You’ve stumbled upon the current lair of one of rockdom’s grumpiest ogres, notorious Stooges leader Iggy Pop. There’s no warm and fuzzy welcome mat at his door—in fact, you’d be well advised to get your trespassing ass off his private property. Now. “I don’t do a gate, but there’s this big hedge, which sets a certain tone—it’s a hint,” growls Iggy in his unmistakable Big Bad Wolf voice.
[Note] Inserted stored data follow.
PR #228, opened 2023-08-24
feat: `alias` sets the deprecated target

digama0:
This makes `@[deprecated] alias bar := foo` set the deprecation target, as if you wrote `@[deprecated foo] alias bar := foo`. This way, `@[deprecated] alias bar := foo` can be used as the standard idiom for introducing a rename suggestion into downstream code.

### DIFF
--- a/test/alias.lean
+++ b/test/alias.lean
@@ -12,12 +12,13 @@ theorem foo : 1 + 1 = 2 := rfl
 /-- doc string for `alias foo` -/
 alias foo1 := foo
 @[deprecated] alias foo2 := foo
-alias _root_.B.foo3 := foo
+@[deprecated foo2] alias _root_.B.foo3 := foo
 
 example : 1 + 1 = 2 := foo1
 /-- warning: `A.foo2` has been deprecated, use `A.foo` instead -/
 #guard_msgs in example : 1 + 1 = 2 := foo2
-example : 1 + 1 = 2 := B.foo3
+/-- warning: `B.foo3` has been deprecated, use `A.foo2` instead -/
+#guard_msgs in example : 1 + 1 = 2 := B.foo3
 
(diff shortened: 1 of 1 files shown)


Std/Tactic/Alias.lean
```diff
@@ -70,10 +79,11 @@ elab (name := alias) mods:declModifiers "alias " alias:ident " := " name:ident :
...
     let const ← getConstInfo resolved
     let declMods ← elabModifiers mods
-    let declMods ← pure { declMods with
-        isNoncomputable := declMods.isNoncomputable || isNoncomputable (← getEnv) const.name
-        isUnsafe := declMods.isUnsafe || const.isUnsafe
-      }
+    let declMods := { declMods with
+      isNoncomputable := declMods.isNoncomputable || isNoncomputable (← getEnv) const.name
+      isUnsafe := declMods.isUnsafe || const.isUnsafe
+      attrs := setDeprecatedTarget resolved declMods.attrs
```
fgdorais, line 85: `resolved` is used here whereas `const.name` is used two lines before. They must be equal but it's better to use just one to avoid confusion. I have no particular preference which but I guess I did prefer `const.name` when I wrote the previous line :-)

fgdorais (changes requested):

test/alias.lean
```diff
@@ -11,11 +11,12 @@ theorem foo : 1 + 1 = 2 := rfl
 
 /-- doc string for `alias foo` -/
 alias foo1 := foo
-alias foo2 := foo
+@[deprecated] alias foo2 := foo
```
fgdorais, line 14: Test the iff case too?

fgdorais (approved):
Thanks for the extra cleanup! LGTM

Iggy has a fable or two of his own to relate. As he tells it, only two brave souls have ever dared to breach the perimeter, one a yuppie real-estate shill, and the other “this young black man in a poorly fitting white dress shirt and slacks … [He] stopped in front of my drive, and then determinedly walked right up to my door and knocked. And I thought ‘Wellll… OK,’ and said hello. He had a gigantic scar, must’ve been a knife scar, the length of his throat, so he’d been around. And he was selling magazines, door-to-door, as they used to back in the day.
“And I would never, ever give somebody like that the time of day,” continues the artist born James Osterberg, who—at 59—has been around a bit himself. “But ya know what? My heart went out to him. He told me he was just out of prison and he was being rehabbed and he was doing this and could I help him out.” In a moment of weakness, Iggy paid cash for a subscription to Art And Architecture, then watched his mailbox for the mag, month after month. “And I started to think ‘That sonofabitch!’ But then it came, ya know? And I said ‘Yes!’ And now I think of that guy every month when I get my Art And Architecture—it kinda restored my faith.”